* [Data provided]
[Start of Attachment]

PR #20958, opened 2023-03-23
Fixes and changes related to silencing HPUX build warnings

demerphq:
This is a collection of fixes that came up while trying to get things to build properly on HPUX Itanium. We were producing hundreds of warnings of different types, some actually valid warnings and issues, other cruft from HPUX being super picky and not understanding some of the tricks we use.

[End of Attachment]

* [Task details] From the line containing "Fixes and changes" down to the end of the listing above, return each line exactly as it appears and nothing more.

* [Task output]
Fixes and changes related to silencing HPUX build warnings

demerphq:
This is a collection of fixes that came up while trying to get things to build properly on HPUX Itanium. We were producing hundreds of warnings of different types, some actually valid warnings and issues, other cruft from HPUX being super picky and not understanding some of the tricks we use.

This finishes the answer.